The Lost Cow
Desacralised Cow
Traditional images of the sacred cow show her as the cosmos, as the goddess Laxmi. The artist has captured the desacralisation of the cow, and our lives, in the sculpture where the cow is now the receptacle for the plastic waste of the contemporary fossil base industrialization. The waste of fossil fuel, which is in the cow, is also in the air.
I think it is time to stop focusing on global warming, and instead start focusing on the pollution that is messing up the cow and the climate. Just as looking at the cosmic cow draws us to the largeness of the cosmic reality, the cow as a garbage dump should draw us to the waste creating, wasted, and wasting civilization we have become.

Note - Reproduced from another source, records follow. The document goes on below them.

PR #1799, opened 2026-05-14
🛠️: add Docker Compose development setup

tashabits:
## Summary

- Add a one-service Docker Compose development runtime based on Ubuntu 24.04.
- Install the host toolchain inside the image, including Node 24, Bun, Rust with `wasm32-wasip1`, Python tooling, browser libraries, fonts, and common CLI tools.
- Bind-mount the checkout into `/workspace` so source edits remain visible on the host, while Docker-generated directory state is isolated in named volumes.
- Seed default runtime files, run the existing install flow on first boot, and skip install on later boots when expected artifacts already exist.
- Harden freezer/browser boot paths found during end-to-end validation, including project-load diagnostics, browser-safe dependency handling, and linter loading.

## End-to-end Docker Compose guide

This path is optional. It is a local development launcher for hosts with Docker and Compose support installed, but without the native Node/Bun/Rust/Python/browser dependency stack. It does not replace the native install and run-server workflow.

1. Check out this branch and start from the repository root.

```bash
git checkout docker-compose-setup
docker compose up --build
```

2. Wait for the first-run install to finish. The first boot can take several minutes because the container runs the repository install flow and builds generated artifacts.

3. Open the running system from the host.

```text
http://localhost:9011/dashboard/
```

The service binds only to `127.0.0.1:9011`, so it is meant for local development rather than public deployment.

4. Work against the bind-mounted checkout.

```bash
docker compose exec lively bash
cd /workspace
```

Source edits made from inside the container are edits to the host checkout.

5. Treat Docker state as separate from native state.

Dependency, database, cache, and build directory contents are stored in Docker named volumes layered over the generated paths inside `/workspace`. Docker may leave empty mount-point directories in the host checkout, but the Linux container artifacts inside those paths are not shared with native installs.

Later container starts reuse those named volumes and skip install when the expected dependency tree, class runtime, and freezer bundle are present.

6. Stop the stack without deleting Docker-generated state.

```bash
docker compose down
```

7. Remove Docker-generated state and force the next Compose start to behave like a fresh Docker install.

```bash
docker compose down -v
```

For a truly fresh validation run, use a fresh clone/worktree of the branch and run `docker compose up --build` there. That avoids mixing existing generated artifacts with the first-run path being tested.

## Debugging and boot checks

The container includes the runtime dependencies needed to run the browser boot proof from inside the service. Because this repository uses the flat dependency layout, run the proof through the project environment setup.

Dashboard check:

```bash
docker compose exec -T lively bash -lc 'cd /workspace && . scripts/lively-next-env.sh && lively_next_env /workspace && node --no-warnings --experimental-import-meta-resolve --experimental-loader ./flatn/resolver.mjs ./scripts/check_boot.js http://127.0.0.1:9011/dashboard/ 60000'
```

World-load and edit proof:

```bash
docker compose exec -T lively bash -lc 'cd /workspace && . scripts/lively-next-env.sh && lively_next_env /workspace && url="http://127.0.0.1:9011/worlds/load?name=__newWorld__&askForWorldName=false&fastLoad=true" && node --no-warnings --experimental-import-meta-resolve --experimental-loader ./flatn/resolver.mjs ./scripts/check_boot.js "$url" 120000 --require-world --prove-edit'
```

The boot proof prints structured JSON with the requested URL, HTTP status, failed requests, HTTP failures, page errors, console errors/warnings, current `$world` state, and edit proof details. It fails fast on page errors, failed boot-critical JS/CSS/document requests, HTTP failures, console errors, or a captured world-transition error. It treats aborted XHR/fetch requests during world transitions as non-fatal because those can be normal when the loading screen hands off to the real world.

The edit proof loads `lively.morphic` and `lively.graphics`, adds a label morph to `$world`, updates its value, and verifies that the morph is owned by the world with the updated value. Load routes are not considered ready while the loading-screen morph is still present.

## What changed for debugging reliability

- `scripts/check_boot.js` now reports structured diagnostics and distinguishes dashboard visibility checks from world/project load readiness.
- `lively.freezer/src/util/bootstrap.js` records transition failures on `window.__loadError__` so the headless check can report the actual boot error instead of timing out on a blank/loading page.
- The JS linter install is now opt-in through `?installLinter=true` and loaded dynamically, so editor tooling dependencies do not block normal world/project boot.
- The unified freezer build uses `globalThis` as the Rollup context, keeps Babel as the final browser compatibility pass, and externalizes boot-irrelevant tooling/storage/parser packages that should not be part of the initial browser bundle.
- Browser bundling now lets Node built-ins fall through to browser polyfills, honors package browser remaps, provides a minimal `process.env` shim, and makes Rollup's missing-export shim callable for externalized boot modules.
- Fresh installs reset flatn package maps before importing newly installed dependencies such as `systemjs`, `@jspm/generator`, and `@babel/core`.
- Smaller compatibility fixes keep browser boot from being misclassified as Node, avoid a browser-breaking `semver` import in serializer checks, normalize Acorn's namespace/default wrapper shape, and tolerate an externalized `kld-intersections` module during startup.

## Verification

- `make hooks` attempted; Windows make resolved `pwd` incorrectly, so `core.hooksPath` was repaired to the repo `.githooks` path directly.
- `node --check` on changed JavaScript files.
- `bash -n install.sh`.
- `bash -n scripts/docker-entrypoint.sh`.
- `git diff --check upstream/main...HEAD`.
- `docker compose config`.
- Fresh disposable Docker Compose run from empty volumes.
- Dashboard boot proof through the container boot harness.
- World-load edit proof through the container boot harness.
- Named-volume state isolation check: generated directory contents were present inside Docker volumes while host mount-point directories stayed empty.
- GitHub `Check PR for merging` passed on the latest head.

## Notes

- Docker Compose is optional and separate from the native run-server path.
- The server is bound to `127.0.0.1:9011` for local development.
- Docker dependency/cache/database/build directory contents live in named volumes so they do not share platform-specific state with native installs.
- Project creation currently reaches the login/auth boundary; auth provisioning is intentionally left for a follow-up.

### DIFF
--- a/.dockerignore
+++ b/.dockerignore
@@ -1,7 +1,7 @@
 .git
 
-# Host-visible generated dependency/cache directories are created through the
-# bind mount at runtime, not copied into the image build context.
+# Docker-owned generated dependency/cache directories are mounted or created at
+# runtime, not copied into the image build context.
 .puppeteer-browser-cache
 .livelydbs
 .module_cache
@@ -30,6 +30,8 @@ user-server.sh
 /lively.classes/build
 /lively.freezer/landing-page
 /lively.freezer/loading-screen
+/lively.freezer/swc-plugin/target
 /lively.installer.log
 /lively.server/usage_log.json
+/lively.server/.module_cache
 /mocha-es6/.cachedImportMap.json
--- a/.dockerignore
+++ b/.dockerignore
@@ -1,0 +1,35 @@
+.git
+
+# Host-visible generated dependency/cache directories are created through the
+# bind mount at runtime, not copied into the image build context.
+.puppeteer-browser-cache
+.livelydbs
+.module_cache
+components_cache
+custom-npm-modules
+dev-deps
+esm_cache
+lively.next-node_modules
+local_projects
+resources
+snapshots
+subservers
+tmp
+uploads
+users
+*.idb
+
+# Local runtime files are seeded by the entrypoint when absent.
+favicon.ico
+localconfig.js
+package-lock.json
+robots.txt
+user-server.sh
+/flatn/.cachedImportMap.json
+/lively.*/.cachedImportMap.json
+/lively.classes/build
+/lively.freezer/landing-page
+/lively.freezer/loading-screen
+/lively.installer.log
+/lively.server/usage_log.json
+/mocha-es6/.cachedImportMap.json
--- a/.gitattributes
+++ b/.gitattributes
@@ -1,1 +1,21 @@
-* text=auto
+# This repo is built and validated primarily on Linux runners. Keep text files
+# checked out with LF so shell scripts, generated browser bundles, and source
+# patches behave the same on Windows, macOS, and Linux.
+* text=auto eol=lf
+
+# Keep common binary assets out of line-ending normalization.
+*.br binary
+*.gif binary
+*.gz binary
+*.ico binary
+*.jpg binary
+*.jpeg binary
+*.otf binary
+*.pdf binary
+*.png binary
+*.ttf binary
+*.wasm binary
+*.webp binary
+*.woff binary
+*.woff2 binary
+*.zip binary
--- a/Dockerfile
+++ b/Dockerfile
@@ -1,0 +1,106 @@
+FROM ubuntu:24.04
+
+SHELL ["/bin/bash", "-o", "pipefail", "-c"]
+
+# Ubuntu 24.04 is pinned so the development runtime stays reproducible while
+# still matching a current LTS release supported by NodeSource's Node 24 setup.
+ENV DEBIAN_FRONTEND=noninteractive \
+    LANG=C.UTF-8 \
+    LC_ALL=C.UTF-8 \
+    BUN_INSTALL=/root/.bun \
+    RUSTUP_HOME=/opt/rustup \
+    CARGO_HOME=/opt/cargo
+
+ENV PATH="${CARGO_HOME}/bin:${BUN_INSTALL}/bin:${PATH}"
+
+# Install the base OS tools, build chain, browser shared libraries, and fonts
+# needed for a host with only Docker to run install.sh, start the server, and
+# execute Puppeteer-based boot checks inside the container.
+RUN apt-get update \
+    && apt-get install -y --no-install-recommends \
+      apt-transport-https \
+      aspell \
+      bash \
+      brotli \
+      build-essential \
+      ca-certificates \
+      curl \
+      dumb-init \
+      entr \
+      fonts-freefont-ttf \
+      fonts-ipafont-gothic \
+      fonts-kacst \
+      fonts-liberation \
+      fonts-thai-tlwg \
+      fonts-wqy-zenhei \
+      git \
+      gnupg \
+      iproute2 \
+      libasound2t64 \
+      libatk-bridge2.0-0 \
+      libatk1.0-0 \
+      libatspi2.0-0 \
+      libcairo2 \
+      libcups2 \
+      libdbus-1-3 \
+      libdrm2 \
+      libgbm1 \
+      libglib2.0-0 \
+      libgtk-3-0 \
+      libnspr4 \
+      libnss3 \
+      libpango-1.0-0 \
+      libx11-6 \
+      libx11-xcb1 \
+      libxcb1 \
+      libxcomposite1 \
+      libxdamage1 \
+      libxext6 \
+      libxfixes3 \
+      libxkbcommon0 \
+      libxrandr2 \
+      libxss1 \
+      lsb-release \
+      net-tools \
+      perl \
+      pkg-config \
+      procps \
+      python3 \
+      python3-pip \
+      python3-venv \
+      sudo \
+      tar \
+      tree \
+      unzip \
+      wget \
+      xdg-utils \
+      xz-utils \
+    && rm -rf /var/lib/apt/lists/*
+
+# NodeSource provides Node 24 packages for Noble; using the distro package keeps
+# node and npm available without requiring a host-level version manager.
+RUN curl -fsSL https://deb.nodesource.com/setup_24.x -o /tmp/nodesource_setup.sh \
+    && bash /tmp/nodesource_setup.sh \
+    && apt-get install -y --no-install-recommends nodejs \
+    && rm -f /tmp/nodesource_setup.sh \
+    && rm -rf /var/lib/apt/lists/*
+
+RUN curl -fsSL https://bun.sh/install | bash
+
+# Rust is installed in a shared location because the project build needs the
+# wasm32-wasip1 target and the container may run as different users later.
+RUN curl --proto '=https' --tlsv1.2 -sSf https://sh.rustup.rs \
+      | sh -s -- -y --profile minimal --default-toolchain stable \
+    && rustup target add wasm32-wasip1 \
+    && chmod -R a+rwx "${RUSTUP_HOME}" "${CARGO_HOME}"
+
+RUN pip3 install --break-system-packages --no-cache-dir sultan
+
+WORKDIR /workspace
+
+COPY scripts/docker-entrypoint.sh /usr/local/bin/lively-docker-entrypoint
+RUN chmod +x /usr/local/bin/lively-docker-entrypoint
+
+EXPOSE 9011
+
+ENTRYPOINT ["dumb-init", "--", "lively-docker-entrypoint"]
--- a/README.md
+++ b/README.md
@@ -55,7 +55,21 @@ For some more advanced development operations (such as bulk testing from the com
 >
 > If you want to change files outside of `lively` (i.e., in a normal editor), while still having the changes be available in lively when opening the file, you'll need to install `entr` from its [repository](https://github.com/eradman/entr). Usually, when working inside of `lively.next`, this will not be an issue, but it can be handy when working heavily on the core of `lively`. *This feature works semi-reliable at the moment. If you are interested in this and would like to help debug this, please reach out!*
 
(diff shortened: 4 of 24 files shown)


tashabits:
## Contribution guide cleanup note

I did a draft cleanup pass to better align this PR with `CONTRIBUTING.md` before review:

- rewrote the branch into three maintainer-facing commits grouped by runtime setup, browser boot hardening, and documentation
- updated the PR title/body to match the larger-change pattern used in recent upstream PRs
- confirmed the local hook configuration for this checkout; `make hooks` hit a Windows `pwd` issue, so `core.hooksPath` was set directly to the repo `.githooks` path
- reran syntax/static checks and a warm dashboard boot smoke after the rewrite

The PR is intentionally still draft while final maintainer-facing review polish happens.

merryman:
Does this address the issues that made us deprecate our previous docker setup? https://github.com/LivelyKernel/lively.next/pull/922

One of these were for instance that instantiating the database in docker made it impossible to later consume that database from MacOS and vice versa. A similar issue was with the installed node modules in `lively.next-node_modules` which would work on either the host system or docker but not both. So has this solution figured out a way around this issue?

tashabits:
> Does this address the issues that made us deprecate our previous docker setup? #922
> 
> One of these were for instance that instantiating the database in docker made it impossible to later consume that database from MacOS and vice versa. A similar issue was with the installed node modules in `lively.next-node_modules` which would work on either the host system or docker but not both. So has this solution figured out a way around this issue?

Both yes and no.

#1799 makes Docker a real, self-contained dev launcher. The host no longer needs Node/Bun/Rust/Python/browser deps installed, and Compose gives it a stable entrypoint instead of the old Makefile-run-container workflow from #922.

It does, however, still bind-mount the checkout and writes generated state into host-visible dirs like lively.next-node_modules, .livelydbs, snapshots, and esm_cache. That means Docker/Linux and native macOS can still share platform-sensitive artifacts.

If you want those fixed as an isolation fix where docker uses named volumes,  the entrypoint/install adjusted to check those docker-owned volumes and the docker state is distinct from the native state, that's easy enough to do.  It's a much bigger job to make the *same* database genuinely visible and usable from both the host and container, it's way harder.

merryman:
> > Does this address the issues that made us deprecate our previous docker setup? #922
> > One of these were for instance that instantiating the database in docker made it impossible to later consume that database from MacOS and vice versa. A similar issue was with the installed node modules in `lively.next-node_modules` which would work on either the host system or docker but not both. So has this solution figured out a way around this issue?
> 
> Both yes and no.
> 
> #1799 makes Docker a real, self-contained dev launcher. The host no longer needs Node/Bun/Rust/Python/browser deps installed, and Compose gives it a stable entrypoint instead of the old Makefile-run-container workflow from #922.
> 
> It does, however, still bind-mount the checkout and writes generated state into host-visible dirs like lively.next-node_modules, .livelydbs, snapshots, and esm_cache. That means Docker/Linux and native macOS can still share platform-sensitive artifacts.
> 
> If you want those fixed as an isolation fix where docker uses named volumes, the entrypoint/install adjusted to check those docker-owned volumes and the docker state is distinct from the native state, that's easy enough to do. It's a much bigger job to make the _same_ database genuinely visible and usable from both the host and container, it's way harder.

If you manage to cleanly separate these by named volumes I think we are fine. Unless @linusha has some other concerns I have not thought about yet.

tashabits:
> > > Does this address the issues that made us deprecate our previous docker setup? #922
> > > One of these were for instance that instantiating the database in docker made it impossible to later consume that database from MacOS and vice versa. A similar issue was with the installed node modules in `lively.next-node_modules` which would work on either the host system or docker but not both. So has this solution figured out a way around this issue?
> > 
> > 
> > Both yes and no.
> > #1799 makes Docker a real, self-contained dev launcher. The host no longer needs Node/Bun/Rust/Python/browser deps installed, and Compose gives it a stable entrypoint instead of the old Makefile-run-container workflow from #922.
> > It does, however, still bind-mount the checkout and writes generated state into host-visible dirs like lively.next-node_modules, .livelydbs, snapshots, and esm_cache. That means Docker/Linux and native macOS can still share platform-sensitive artifacts.
> > If you want those fixed as an isolation fix where docker uses named volumes, the entrypoint/install adjusted to check those docker-owned volumes and the docker state is distinct from the native state, that's easy enough to do. It's a much bigger job to make the _same_ database genuinely visible and usable from both the host and container, it's way harder.
> 
> If you manage to cleanly separate these by named volumes I think we are fine. Unless @linusha has some other concerns I have not thought about yet.

This little patch should address the main concern from #922 by keeping Docker’s generated state separate from native runs. Source files are still bind-mounted for editing, but dependency/db/cache/build directories now live in Docker named volumes, so Linux container artifacts don’t get mixed into a macOS/native checkout.

It also uses `nocopy: true` on those volumes, so a newly created Docker volume is not seeded from stale host artifacts that might already exist in the checkout.

linusha:
Just a quick chime-in from my side: I haven't looked at everything in real detail, but I think the important part is solely acknowledging the differences/(non)-compatibilities in the README, which this PR does an excellent job at!

@merryman I am not 100% sure anymore, but I think the original motivation for docker support was that we thought that might be a viable solution to get stuff to build on windows at the time. Later we just suggested WSL. Could that be? One of the reasons being that some deps that were compiled were always either compatible with the native host or the docker one, which would also be the case here, but they wouldn't interfere with each other, so it does not matter that.

I don't have the resources to stay anything substantial code-wise, but the thoughts that I would have on principal are nicely addressed here! Thanks for your work @tashabits!

tashabits:
@linusha @merryman I think the next natural step on this branch's path would be to build out an option where you could create a pinned runnable container that users could download and play with.

The current Compose setup is shaped well for development: it bind-mounts the checkout as /workspace and keeps generated Docker artifacts in named volumes so they don’t collide with host/native installs. But that also means it is not really a distributable “working object.”

A sibling runtime image could be different: copy the repo into the image, run the long install/build path at image build time, and start directly into `./start-server.sh 9011`

You could even run it on a schedule so it keeps publishing runnable versions to a public container registry if there have been changes, if you wanted.

Happy to add that as part of this branch too if it feels like the right scope: a separate runtime Dockerfile/Compose path for the pinned image, while keeping the current Compose setup focused on local development.

tashabits:
Added a fix in `c831fc8a4` for the MorphicDB boot path exposed by the compose volume/freezer setup.

What changed:
- `lively.morphic/morphicdb/db.js` now uses a small MorphicDB-local HTTP interface for ObjectDB endpoints.
- This avoids importing `lively.storage`/`ObjectDBHTTPInterface` in the browser boot path, which was pulling the storage/PouchDB dependency graph into the freezer world path after the Docker volume changes.

Validation run:
- `docker compose down -v --remove-orphans`
- `docker compose up --build -d`
- waited for `server sucessfully started` and `finished library snapshot`
- loaded `http://localhost:9011/worlds/load?name=__newWorld__&askForWorldName=false&fastLoad=false`
- verified `$world.isNotUnique('CodexCleanStackWorldName') === false`
- dragged two rectangles into the world
- opened a halo/Object Editor path
- saved `onMouseDown(evt)` handlers through Object Editor with `super.onMouseDown(evt)`
- clicked both morphs in Hand mode; the second handler looked up the first morph by name and logged its position, extent, fill, and property keys

The clean-volume compose stack is currently up on `127.0.0.1:9011`.

merryman (commented):
There are some major issues with this branch. Commits 70300d2fd9ded038466721cce236442a1cc10235, e0bf1e6fbe8425d513ee47175fa51dedf41c9ea6, 2a8aad400f1fa690db0cc76407c9ca0d46d8444, 22970836324e177211cc2d5927c7aa588330bda4, 754101639cd2c173b3c333de3c46177fa1e29d53 and c831fc8a41da24b1206e785b759d2c88c99040b5. All are hacky workarounds for dealing with broken import maps. The only commit that actually tries to adress problems with import maps is baa9967da36fe6be208028b7c89d9de13ce8a47d, but its not entirely clear what exactly it adresses. Can you clarify the issue you ran into with import maps? On main the import map appear to work fine (the daily check as of now passes meaning all the tests run fine).

merryman (changes requested):

tashabits:
> There are some major issues with this branch. Commits [70300d2](https://github.com/LivelyKernel/lively.next/commit/70300d2fd9ded038466721cce236442a1cc10235), [e0bf1e6](https://github.com/LivelyKernel/lively.next/commit/e0bf1e6fbe8425d513ee47175fa51dedf41c9ea6), [2a8aad4](https://github.com/LivelyKernel/lively.next/commit/2a8aad400f1fa690db0cc76407c9ca0d46d84441), [2297083](https://github.com/LivelyKernel/lively.next/commit/22970836324e177211cc2d5927c7aa588330bda4), [7541016](https://github.com/LivelyKernel/lively.next/commit/754101639cd2c173b3c333de3c46177fa1e29d53) and [c831fc8](https://github.com/LivelyKernel/lively.next/commit/c831fc8a41da24b1206e785b759d2c88c99040b5). All are hacky workarounds for dealing with broken import maps. The only commit that actually tries to adress problems with import maps is [baa9967](https://github.com/LivelyKernel/lively.next/commit/baa9967da36fe6be208028b7c89d9de13ce8a47d), but its not entirely clear what exactly it adresses. Can you clarify the issue you ran into with import maps? On main the import map appear to work fine (the daily check as of now passes meaning all the tests run fine).

@merryman I messaged you on slack and I'll give you a thorough write-up of what I was encountering and what all those commits were trying to do

tashabits:
I will open another PR when I address those, but committing now will just be noisy and waste CI minutes...I'll get another to you when I have some time to put to it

What we are doing to the cow we are doing to the earth, and what we do to the earth we do to ourselves. The cow has always been the mirror of the world we inhabit. And our world today is not based on the sacred cow as the source of nutrition, as a provider of renewable energy, and most importantly, the source of renewal of the fertility of the soil, and provider of our sustenance through food. It is a waste dump. The sculpture wakes us to this degradation and destruction. And it should wake us to take action to stop the pollution.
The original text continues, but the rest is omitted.